Kel’s Top 10 Outbound Fundraising Tips
I spent over 15 years (& 10,000 hours!) making fundraising phone calls. Here are the top 10 things I learned:
ABC (Always Be Candid)
Curiosity is Key
Maintain Your Role as “Host” of the Call
Acknowledge the current “Given Circumstances”
People love specificity (numbers!)
Never Comment on the Cost
Hold for the Silence
Decision Fatigue is Real
Embrace Inclusive Language
Address the Potential Donor By Name
1. ABC (Always Be Candid):
I’m sure you’ve heard the old adage of “Always Be Closing.” While I think this is obvious, it also rings as insincere and even a little icky. Instead, I encourage you to always be candid (open, honest, vulnerable) on these calls.
I’ve found that honesty is the best tool toward establishing both a rapport and a trust on these calls.
Also, in case the potential donor doesn’t want to chat, always be ready to “cut to the chase” and to be straightforward about your objectives on this call.
2. Curiosity is Key:
This is especially true in the first 15 seconds. The more genuinely curious you are about the potential donor--who they are, what their experiences with our organization have been like, what’s most important to them, etc... the easier, quicker, and more natural the bond between you will be.
3. Maintain Your Role as “Host” of the Call:
You need to always be front-footed, thinking about how to manage the call, as opposed to giving up control to the person on the other line. If this isn’t a good moment for them to talk to you, offer up another time that you know you can call them back (as opposed to an open-ended, “When would be a good time to call you back?”).
This also applies for “The Ask”: always be ‘front-footed’ and offer a number amount (it can be difficult to ask the audience member for a higher amount, if they beat you to the punch and throw out a number first).
4. Acknowledge the current “Given Circumstances”:
This should start with sharing the “given circumstances'“ of your current fundraising campaign. Include the potential in the event:
Did you just start? are you in the middle? the end? Do you have a Matching Grant? Do you have a goal you’re trying reach this week?
You can also acknowledge anything you & the potential donor are both currently experiencing: the weather, an upcoming holiday, national news, etc.

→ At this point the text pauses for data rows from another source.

PR #25367, opened 2026-03-20
[improve][common] Optimize TopicName.get() to reduce lock contention on cache lookup

liangyepianzhou:
### Motivation

`TopicName.get()` previously used `ConcurrentHashMap.computeIfAbsent()` to populate the topic-name cache. Although `computeIfAbsent` is atomic, it holds the internal bin-lock for the entire duration of the mapping function, which includes the non-trivial `TopicName` construction (string splitting, validation, etc.).

Under high-concurrency workloads where many threads simultaneously encounter the same uncached topic name, this causes unnecessary lock contention and can degrade throughput.

### Modifications

Replace `computeIfAbsent` with an explicit two-step pattern:

1. **Fast path**: call `cache.get(topic)` first — a single volatile read with no locking — and return immediately on a cache hit (steady-state case).
2. **Slow path** (cache miss): construct `TopicName` *outside* the lock, then use `cache.putIfAbsent()` to insert. If two threads race on the same key, one wins the `putIfAbsent` and the other's instance is discarded; this is safe because `TopicName` is immutable.

### Verifying this change

*(or)*

*(or)*

*(example:)*

- [ ] The public API
- [ ] The schema
- [ ] The threading model
- [ ] The binary protocol
- [ ] The REST endpoints
- [ ] The admin CLI options
- [ ] The metrics

### Documentation

- [ ] `doc` 
- [ ] `doc-required` 
- [x] `doc-not-needed` 
- [ ] `doc-complete` 

PR in forked repository:


liangyepianzhou:
image

**Background**

While load-testing Pulsar with a single topic containing **1,000,000 partitions**, we observed that `TopicName.get()` was consuming a disproportionate amount of CPU, showing up prominently in flame graphs.

**Root Cause Analysis**

Two compounding issues were identified:

1. **`topicNameCacheMaxCapacity` too small** — With 1M partitions, the default cache capacity is inevitably exceeded, triggering repeated `clearIfReachedMaxCapacity` calls and causing **cache stampedes** where all partitions miss simultaneously.

2. **`new TopicName()` executed inside the lock** — The current implementation uses `computeIfAbsent(key, TopicName::new)`, which holds the `ConcurrentHashMap` bin-lock for the entire duration of object construction. Under concurrent cache misses, threads serialize on the same lock, degrading throughput significantly.

**Fix**

Replace `computeIfAbsent` with a lock-free `get` + out-of-lock construction + `putIfAbsent` pattern:

```java
// Before
return cache.computeIfAbsent(topic, TopicName::new);

// After
TopicName cached = cache.get(topic);
if (cached != null) return cached;
TopicName created = new TopicName(topic);          // constructed outside lock
TopicName existing = cache.putIfAbsent(topic, created);
return existing != null ? existing : created;
```

Under concurrent misses on the same key, each thread constructs its own instance independently; `putIfAbsent` elects the winner and the losers are simply GC'd — eliminating bin-lock contention entirely.

**Benchmark Results (JMH · SingleShotTime · 8 threads · 1M partitions · full cold cache)**

| Benchmark | Avg (ms) | Median (ms) | p99 (ms) | Min (ms) |
|-----------|----------|-------------|----------|----------|
| `miss_A` — `computeIfAbsent` | 427.1 | 395.3 | 644.5 | 316.5 |
| `miss_B` — `get + putIfAbsent` | **287.1** | **278.9** | **368.0** | **236.1** |
| **Improvement** | **~1.49×** | **~1.42×** | **~1.75×** | **~1.34×** |

The tail latency improvement (**1.75×** at p99) is especially significant: `computeIfAbsent` causes severe jitter under lock contention (316–644 ms range), while `get+putIfAbsent` stays stable (236–368 ms).

image


- Raw results: [miss_B_1M_result.json](https://github.com/user-attachments/files/26133809/miss_B_1M_result.json)
- Benchmark source:  [TopicNameCacheBenchmark.java](https://github.com/user-attachments/files/26133887/TopicNameCacheBenchmark.java)

merlimat (commented):
Change looks good. 

can you try to compare to just call `cache .put()` instead of `putIfAbsent()`?

It would be good if you could add the jhm code to the microbenchmarks module

lhotari:
Related PR from the past #24457 (change was rejected so I closed it) with a lot of interesting comments.
One of the comments came from Caffeine author: https://github.com/apache/pulsar/pull/24457#issuecomment-3007063192.
Besides performance another detail to consider is the duplication of java.lang.String instances in memory.

lhotari (commented):
This doesn't address one of the key problems which is that the cache is cleared if the size exceeds the max size setting (`topicNameCacheMaxCapacity`):

https://github.com/apache/pulsar/blob/2e3e78d992e873e358d16fa875f79cb607019284/pulsar-common/src/main/java/org/apache/pulsar/common/naming/TopicName.java#L54-L62

We'd be better off by switching to use Caffeine again. The Caffeine author commented in https://github.com/apache/pulsar/pull/24457#issuecomment-3007063192 that the bottleneck in the earlier version has been addressed. Since we have upgraded to Java 17 for the client, we can use the newer Caffeine version.

lhotari:
The flamegraph in https://github.com/apache/pulsar/pull/25367#issuecomment-4095828178 looks like it was from an old version of Pulsar that uses Guava Cache (before #23052 <3.0.6, <3.3.1).
@liangyepianzhou What version of Pulsar are you load testing?

lhotari:
> The tail latency improvement (**1.75×** at p99) is especially significant: `computeIfAbsent` causes severe jitter under lock contention (316–644 ms range), while `get+putIfAbsent` stays stable (236–368 ms).

The benchmark seems to measure the miss of 1M cache entries. That's not a very realistic scenario that there would be such amount of misses at once.

I think it would be more useful to have a solution that ensures that the memory use of the cache is bounded.
That is something that I have added quite recently to AbstractMetadataStore children cache:
https://github.com/apache/pulsar/blob/6e577f0bc5a7c3184fdb75d6afdd54a56578aa26/pulsar-metadata/src/main/java/org/apache/pulsar/metadata/impl/AbstractMetadataStore.java#L123-L141
in https://github.com/apache/pulsar/pull/24868
The max size is limited to 20% of max heapsize.

For TopicName cache there could be a bytesize limit too. The StringInterner solution would be useful at least for namespace and tenant Strings to ensure that those don't cause heap duplication if the namespace or tenant caches expire or overflow.

lhotari:
> * Benchmark source:  [TopicNameCacheBenchmark.java](https://github.com/user-attachments/files/26133887/TopicNameCacheBenchmark.java)

The benchmark doesn't use actual code which would be part of the Pulsar code base.
I believe that this is a more representative way: https://github.com/lhotari/pulsar/blob/lh-fix-topicname-memory-leak/microbench/src/main/java/org/apache/pulsar/common/naming/TopicNameBenchmark.java
That was done in #25367 which wasn't merged.

liangyepianzhou:
> The flamegraph in [#25367 (comment)](https://github.com/apache/pulsar/pull/25367#issuecomment-4095828178) looks like it was from an old version of Pulsar that uses Guava Cache (before #23052 <3.0.6, <3.3.1). @liangyepianzhou What version of Pulsar are you load testing?

The **flamegraph** comes from 3.0.5, I change version to 3.0.13 and make `topicNameCacheMaxCapacity ` = -1. CPU usage dropped from 90% to 9%, but the percentage of `TopicName.get()` in the flame graph is still very high.

>The benchmark seems to measure the miss of 1M cache entries. That's not a very realistic scenario that there would be such amount of misses at once.

In my scenario, one topic has 1 million partitions, so there are 1 million cache misses during the initial startup. Topic loading is currently very slow, and I suspect this may be one of the reasons.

*If you are “new to making these calls,” I encourage you to share this with the person to whom you are speaking—you can also share along your current state of being “I’m nervous…”; I’m a little uncomfortable…”; “I’m kind of excited…”, “I’m actually starting to feel confident”; etc.
5. People love specificity (numbers!):
Be as specific as possible about the numerical goals you’re trying to reach and how far away we currently are (or how far we have to go).
*Talking about our goals is also connected to “acknowledging given circumstances”!
6. Never Comment on the Cost:
You never want to come across as a salesperson. Because you’re not: you’re an artist, administrator, board member, and/or community member who is making fundraising calls for an organization to which you’re devoted.
So you’re not going to say things like “$1000 is a great deal” or “$500 is a real bargain.” You’re also not going to say “I know it sounds like a lot, but…”.
You have NO IDEA how this person relates to money, so don’t even try to guess.
Simply state the numbers; do what you can to detach from your own emotional relationship to money (easier said than done, I know!).
7. Hold for the Silence:
This is key to “The Ask.”
You’ll lay out what you’d ideally like them to do (donate!) and then wait.
I really mean it: wait as long as is necessary: THEY need to be the ones to break the silence. You are giving them as much space as necessary to think through your ask!
8. Decision Fatigue is Real:
I have the “Arc of the Call” outlined in such a way that you are never directly asking the person on the other line to choose between two options.
Even having two options can cause Decision Fatigue (aka: getting overwhelmed by too many choices; for me, this is choosing a toothpaste in CVS!).
Instead, continue to cater your ask to what may best suit this particular person.
9. Embrace Inclusive Language:
The first personal plural (“we”) is your best friend on these calls.
You love your organization and are committed to growing/strengthening the community surrounding it.
Speaking in phrases such as “We need your help right now,” “We’d love to have you back” are genuine and also extremely effective.
10. Address the Potential Donor By Name:
We all love hearing the sound of our own name.
If you aren’t confident that you are pronouncing their name correctly, please ask them--from a place of respect and genuine intent.
Saying the potential donor’s name it’s a really great reminder to the person whom you’ve called (and to yourself!) that this conversation is as specifically catered to them as possible.